Dynamic Malicious Skills in Agentic AI
智能体AI中的动态恶意技能
Tianhao Chen, Zhengyuan Jiang, Yuepeng Hu, Yebei Gou, Neil Zhenqiang Gong
AI总结 研究智能体AI中通过自然语言文档注入恶意指令实现动态恶意技能的攻击方法,并提出基于操作系统内核只读挂载的系统级防御。
详情
技能是智能体AI的关键使能组件。虽然它们增强了智能体的能力,但也引入了新的攻击面。在这项工作中,我们通过展示动态恶意技能来研究其中一个攻击面。通过将恶意指令嵌入自然语言文档(例如SKILL.md),攻击者可以诱使智能体在执行过程中动态地将恶意逻辑注入到原本良性的技能中。我们在OpenHands和Claude Code等智能体框架上评估了这种攻击,表明动态恶意技能能够在运行时以非平凡的成功率引入一系列恶意行为。为了缓解这一漏洞,我们提出了一种系统级防御,利用操作系统内核强制只读挂载来防止技能的动态修改。我们的评估表明,这种防御在保持良性技能功能的同时,有效阻止了动态恶意技能。
Skills are a key enabling component of agentic AI. While they enhance agents' capabilities, they also introduce new attack surfaces. In this work, we investigate one such attack surface by demonstrating dynamic malicious skills. By embedding malicious instructions in natural-language documentation (e.g., this http URL ), an attacker can induce an agent to dynamically inject malicious logic into an otherwise benign skill during execution. We evaluate this attack across agentic frameworks such as OpenHands and Claude Code, showing that dynamic malicious skills can successfully introduce a range of malicious behaviors at runtime with non-trivial success rates.
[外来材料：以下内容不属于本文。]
PR #1210, opened 2025-05-05
Add const, static and fix function definition

0lvin:
Found in https://github.com/yquake2/yquake2remaster/issues/38


0lvin:
Before applying #1208, function parameters and keydown were defined as boolean, but used as int in different place.

Yamagi:
Thank you :)

Issue #1213, opened 2025-05-22
[Original bug] 2 silent doors in jail4 (Torture Chamber)


BjossiAlfreds:
In jail4 (Torture Chambers) there is this one room that has doors that make no sound at all. `teleport 200 300 -600` to teleport there. I had always noticed this but never looked into it until now. These doors have `"sounds" "1"` set in spawnflags which is easy enough to fix.

Coincidentally I also found 2 ambient sound `target_speaker` entities with spawnflag 2048 set for seemingly no reason, as all the other ambient sound speakers don't have it.

I can do a PR for this if you like.

Yamagi:
I'm always amazed that you find this little nits no one noticed over all the years. If course I wold like to have a PR for this.

BjossiAlfreds:
> I'm always amazed that you find this little nits no one noticed over all the years. If course I wold like to have a PR for this.

I had actually noticed this since the 90s when I was first playing the game, I was just coincidentally reminded of it while playing the other day and figured I'd look into it.

The PR is ready now.

PR #1214, opened 2025-05-24
Mapfix for jail4: 2 silent doors

BjossiAlfreds:
This PR addresses https://github.com/yquake2/yquake2/issues/1213

* Fix for 2 silent doors
* Add missing 2048 spawnflag to some non-DM entities like `trigger_key` and `path_corner` used by monsters
* Removed 2048 spawnflag for 2 ambient `target_speaker`
* Added missing targetnames to `info_player_coop`. This is also done as a codehack
* Removed unused targets from some `light` entities

As always, all the changes are documented in comments inside the ent file.
And would be nice if others could do a quick run of the level to test, in case I missed or broke something.


Yamagi:
> And would be nice if others could do a quick run of the level to test, in case I missed or broke something.

I just did a quick run and everything is okay.

PR #1217, opened 2025-05-28
Mapfix for hangar1: Fixed target_speakers and trigger_push overspeed

BjossiAlfreds:
This PR adds more mapfixes to the hangar1.ent file.

* Added missing spawnflag 1 to a few ambient `target_speaker`. These are water pumping sounds playing by the big water pipe by the water
* Fixed `trigger_push` overspeed. The default (1000) will overflow the 6-byte interger vector used by clients. 1000 * 10 * 8 = 14464 (65536 overflow bit thrown away). So I gave it a speed of 180 (14464 / 80 = 180.8), which is the actual speed it has in-game
* Added spawnflag 2048 to a bunch of non-DM entities

On a side note, I wanted to make the commander's head button permanently pressed after using the key, but there is no way to do this without code extensions as far as I know. Unless maybe using a `func_wall` to replace the button entity when using the key. I left it unchanged.

### DIFF
--- a/stuff/mapfixes/baseq2/hangar1@09a0.ent
+++ b/stuff/mapfixes/baseq2/hangar1@09a0.ent
@@ -1,3 +1,14 @@
+// FIXED ENTITY STRING (by BjossiAlfreds and ConHuevosGuey)
+//
+// 1. Fixed missing spawnflag 1 on ambient target_speaker (b#1)
+//
+// 2. Fixed 2x stuck monster_infantry (b#2)
+//
+// 3. Flagged some non-DM entities with 2048 (b#3)
+//
+// 4. Fixed trigger_push overspeed (b#4)
+//
+// 5. Optimized trigger chains (b#5)
 {
 "nextmap" "hangar2"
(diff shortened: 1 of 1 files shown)


Yamagi:
> On a side note, I wanted to make the commander's head button permanently pressed after using the key, but there is no way to do this without code extensions as far as I know. Unless maybe using a func_wall to replace the button entity when using the key. I left it unchanged.

I wouldn't mind a code change as long as is optional. The Question is if it's worth the effort.

BjossiAlfreds:
In my own mod I added a spawnflag 1 to `func_button` that makes the button pause-able in its pressed/unpressed state when triggered. So the `trigger_key` targets the button and makes it stay down. New spawnflags are very risky though, because the maps don't always get them right. Too risky for a YQ2 release.

You are right though, probably not worth the effort. We'd have to do extensions with code hacks, so that the ent files remain compatible with original spawning code. Would be annoying to see "yq2_spawnflags is not a field" warnings when using the ent file with custom DLLs...

PR #1100, opened 2017-04-01
Add exception handler to listener factory context

### LINKED ISSUE #1318: Office integrations

mamaso:
resolves https://github.com/Azure/azure-webjobs-sdk-script/issues/1318

Essentially, listeners have no way to propagate exceptions during the listening process. Queue listener was previously hooked up to IWebJobsExceptionHandler via constructor param passing, but service bus listener & others were not.

- Added IWebJobsExceptionHandler to ListenerFactoryContext
- Modified QueueListener to use listener factory context handler instead of previous routing through constructor params
- Modified ServiceBusListener to use the handler
  - required some gross code cloning OnMessageOptions

Exceptions should now flow here: https://github.com/Azure/azure-webjobs-sdk-script/blob/dev/src/WebJobs.Script.WebHost/WebScriptHostExceptionHandler.cs#L70, which gets them into the trace pipeline which will log them per function


src/Microsoft.Azure.WebJobs.Host/Extensions/IWebjobsExceptionHandlerExtensions.cs
```diff
@@ -0,0 +1,25 @@
...
+    /// Helper methods for IWebJobsExceptionHandler
+    /// </summary>
+    public static class IWebJobsExceptionHandlerExtensions
+    {
+        /// <summary>
+        /// Captures the exception and synchronously runs OnUnhandledExceptionAsync
+        /// </summary>
+        /// <param name="handler"></param>
+        /// <param name="e"></param>
+        public static void Capture(this IWebJobsExceptionHandler handler, Exception e)
```
mamaso: removes some clutter

src/Microsoft.Azure.WebJobs.Host/Indexers/FunctionIndexProvider.cs
```diff
@@ -2,27 +2,18 @@
...
-        private readonly ITypeLocator _typeLocator;
-        private readonly ITriggerBindingProvider _triggerBindingProvider;
-        private readonly IBindingProvider _bindingProvider;
-        private readonly IJobActivator _activator;
-        private readonly IFunctionExecutor _executor;
-        private readonly IExtensionRegistry _extensions;
-        private readonly SingletonManager _singletonManager;
-        private readonly TraceWriter _trace;
-
+        private Func<CancellationToken, Task<IFunctionIndex>> _initializeIndex;
```
mamaso: was routing parameters through this class, saw that it was only serving as an intialization wrapper, encapsulated in a lambda

src/Microsoft.Azure.WebJobs.Host/Listeners/ListenerFactoryContext.cs
```diff
@@ -39,6 +43,11 @@ public ListenerFactoryContext(FunctionDescriptor descriptor, ITriggeredFunctionE
         public ITriggeredFunctionExecutor Executor { get; private set; }
 
         /// <summary>
+        /// Gets the web jobs exception handler
+        /// </summary>
+        public IWebJobsExceptionHandler ExceptionHandler { get; private set; }
```
mamaso: meat of the change is adding the IWebJobsExceptionHandler to ListenerFactoryContext so that listeners can hook into the webjobs exception pipeline during normal execution (not just during `StartAsync`).

src/Microsoft.Azure.WebJobs.Host/Indexers/FunctionIndexer.cs
```diff
@@ -338,17 +347,19 @@ private class ListenerFactory : IListenerFactory
...
             private readonly ITriggerBinding _binding;
+            private readonly IWebJobsExceptionHandler _handler;
 
-            public ListenerFactory(FunctionDescriptor descriptor, ITriggeredFunctionExecutor executor, ITriggerBinding binding)
+            public ListenerFactory(FunctionDescriptor descriptor, ITriggeredFunctionExecutor executor, ITriggerBinding binding, IWebJobsExceptionHandler handler)
             {
                 _descriptor = descriptor;
                 _executor = executor;
                 _binding = binding;
+                _handler = new FunctionExceptionHandler(descriptor, handler);
```
mamaso: wrap the existing handler in a function exception handler, which wraps exceptions in `FunctionInvocationExceptions` so that they are tied to a method and can be picked up by script

src/Microsoft.Azure.WebJobs.ServiceBus/Listeners/ServiceBusListener.cs
```diff
@@ -51,11 +54,34 @@ private Task StartAsyncCore(CancellationToken cancellationToken)
             cancellationToken.ThrowIfCancellationRequested();
 
             _receiver = _messagingProvider.CreateMessageReceiver(_messagingFactory, _entityPath);
-            _receiver.OnMessageAsync(ProcessMessageAsync, _messageProcessor.MessageOptions);
+            var cloned = CloneMessageOptions(_messageProcessor.MessageOptions);
+            cloned.ExceptionReceived += (sender, args) => _handler.Capture(args.Exception);
```
mamaso: add our function-specific event handler

src/Microsoft.Azure.WebJobs.ServiceBus/Listeners/ServiceBusListener.cs
```diff
@@ -51,11 +54,34 @@ private Task StartAsyncCore(CancellationToken cancellationToken)
...
 
+        internal static OnMessageOptions CloneMessageOptions(OnMessageOptions original)
+        {
+            var clone = new OnMessageOptions()
+            {
+                AutoComplete = original.AutoComplete,
+                AutoRenewTimeout = original.AutoRenewTimeout,
+                MaxConcurrentCalls = original.MaxConcurrentCalls
+            };
+            var field = typeof(OnMessageOptions).GetField("ExceptionReceived", BindingFlags.Instance | BindingFlags.NonPublic);
```
mamaso: deep clone of event handler. gross

src/Microsoft.Azure.WebJobs.ServiceBus/Listeners/ServiceBusQueueListenerFactory.cs
```diff
@@ -1,46 +0,0 @@
-﻿// Copyright (c) .NET Foundation. All rights reserved.
```
mamaso: didn't find that these listener factories provided much value besides testability, so canned them.

src/Microsoft.Azure.WebJobs.ServiceBus/Listeners/ServiceBusListener.cs
brettsam: Oy. It doesn't feel right doing reflection to clone this. I'm not sure if there's a better alternative, though. @MikeStall -- any recommendations on this?

Just to reiterate -- we're doing this because without it, every ServiceBusTrigger will wire up a new ExceptionReceived handler -- so any exception will get broadcast to every trigger. Is that right?

mamaso: @brettsam exactly, this is to get a handler per function & get around the global handler issue.

src/Microsoft.Azure.WebJobs.Host/Extensions/IWebjobsExceptionHandlerExtensions.cs
```diff
@@ -0,0 +1,25 @@
...
+
+using System;
+using System.Runtime.ExceptionServices;
+
+namespace Microsoft.Azure.WebJobs.Host.Timers
+{
+    /// <summary>
+    /// Helper methods for IWebJobsExceptionHandler
+    /// </summary>
+    public static class IWebJobsExceptionHandlerExtensions
```
mamaso: Good call

src/Microsoft.Azure.WebJobs.Host/Extensions/IWebjobsExceptionHandlerExtensions.cs
```diff
@@ -0,0 +1,25 @@
...
+    {
+        /// <summary>
+        /// Captures the exception and synchronously runs OnUnhandledExceptionAsync
+        /// </summary>
+        /// <param name="handler"></param>
+        /// <param name="e"></param>
+        public static void Capture(this IWebJobsExceptionHandler handler, Exception e)
+        {
+            var info = ExceptionDispatchInfo.Capture(e);
+            handler?.OnUnhandledExceptionAsync(info).GetAwaiter().GetResult();
```
MikeStall: +1.  Either OnUnhandledExceptionAsync shouldn't be async; or this method should be async (this is the reverse viral nature of async) 

---
In reply to: [111592392](https://github.com/Azure/azure-webjobs-sdk/pull/1100#discussion_r111592392) [](ancestors = 111592392)

src/Microsoft.Azure.WebJobs.Host/Extensions/IWebjobsExceptionHandlerExtensions.cs
MikeStall: I think the convention is to actually *keep* the I since this is an extension class. 

Consider if you had class Foo, and interface IFoo, and then extensions classes on each, you'd need "FooExtension" and "IFooExtension" to avoid conflict.

src/Microsoft.Azure.WebJobs.Host/Extensions/IWebjobsExceptionHandlerExtensions.cs
mamaso: I made this synchronous because all callers previously used `OnUnhandledExceptionAsync(info).GetAwaiter().GetResult()`. I've switched over to async and changed the callers to use the asynchronous method without GetAwaiter... have a look and let me know if you see any issues with removing the sync call.

src/Microsoft.Azure.WebJobs.Host/Indexers/FunctionIndexProvider.cs
```diff
@@ -32,80 +23,37 @@ internal class FunctionIndexProvider : IFunctionIndexProvider
...
-            {
-                throw new ArgumentNullException("triggerBindingProvider");
-            }
-
-            if (bindingProvider == null)
-            {
-                throw new ArgumentNullException("bindingProvider");
-            }
-
-            if (activator == null)
```
MikeStall: > if (activator == null) [](start = 11, length = 23)

are we losing the null checks?

src/Microsoft.Azure.WebJobs.Host/Indexers/FunctionIndexProvider.cs
```diff
@@ -32,80 +23,37 @@ internal class FunctionIndexProvider : IFunctionIndexProvider
...
-                throw new ArgumentNullException("extensions");
-            }
+                FunctionIndex index = new FunctionIndex();
+                FunctionIndexer indexer = new FunctionIndexer(triggerBindingProvider, bindingProvider, activator, executor, extensions, singletonManager, trace, handler);
 
-            if (singletonManager == null)
-            {
-                throw new ArgumentNullException("singletonManager");
-            }
+                // should we parallelize this?
```
MikeStall: >// should we parallelize this? [](start = 16, length = 30)

remove?

src/Microsoft.Azure.WebJobs.Host/Indexers/FunctionIndexProvider.cs
MikeStall: fwiw, I think the generated code here is will be unequivocally worse than before. The compiler will generate an extra class with a closure that does all the same thing that we're removing here.  
I kind of wonder why we're passing all of these types in there in the first place.  


---
In reply to: [109277385](https://github.com/Azure/azure-webjobs-sdk/pull/1100#discussion_r109277385) [](ancestors = 109277385)

src/Microsoft.Azure.WebJobs.Host/Listeners/ListenerFactoryContext.cs
MikeStall: The configs create the listeners. So could they just cache this and pass to the listeners?  Put another way, is adding this here enabling something new, or just encouraging an existing pattern?

---
In reply to: [109277405](https://github.com/Azure/azure-webjobs-sdk/pull/1100#discussion_r109277405) [](ancestors = 109277405)

MikeStall:
>         void Initialize(JobHost host);

We don't really want all the extensions getting access to this method.  I wonder if we can either remove it? OR split it onto a separate interface?


---
Refers to: src/Microsoft.Azure.WebJobs.Host/Timers/IWebJobsExceptionHandler.cs:19 in be1bea3. [](commit_id = be1bea3df5bc532978a7158faa05ea22a3ec1d27, deletion_comment = False)

src/Microsoft.Azure.WebJobs.Host/Indexers/FunctionIndexProvider.cs
mamaso: FunctionIndexer had all null checks for its parameters so I decided that it's fine to omit them here

src/Microsoft.Azure.WebJobs.Host/Indexers/FunctionIndexProvider.cs
mamaso: existing comment, good eye :)

src/Microsoft.Azure.WebJobs.Host/Indexers/FunctionIndexProvider.cs
mamaso: Agree that the generated code is 'worse', but it's better in the sense that we don't need to write it, don't need to add boilerplate to pass through another parameter, etc. 

The root of the problem/my frustration is the large number of parameters that are passed throughout the sdk - perhaps moving to C# 7 we could group some of these in tuples and use destructuring in parameters.

src/Microsoft.Azure.WebJobs.Host/Listeners/ListenerFactoryContext.cs
mamaso: Good question - this is encouraging an existing pattern which we see in blob listener, queue listener, and (now) service bus listener.  However, it all could be done via caching from the job host config - I'll do an iteration to see how complicated that path is.

Didn't realize that the core listeners / extensions used the config.Initialize call!

mamaso:
@MikeStall I agree that the IWebJobsExceptionHandler class could use some iteration, it didn't feel like a general exception handler, was in the timers namespace, etc - but it was the best existing method for exception handling. Agree on the `initialize` method, at present the extensions already have access to this through the jobhostconfig.

mamaso:
holding off on this until @brettsam completes the 'LogContext' changes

To mitigate this vulnerability, we propose a system-level defense that prevents dynamic modification of skills using operating system kernel-enforced read-only mounts. Our evaluation demonstrates that this defense effectively blocks dynamic malicious skills while preserving the functionality of benign skills.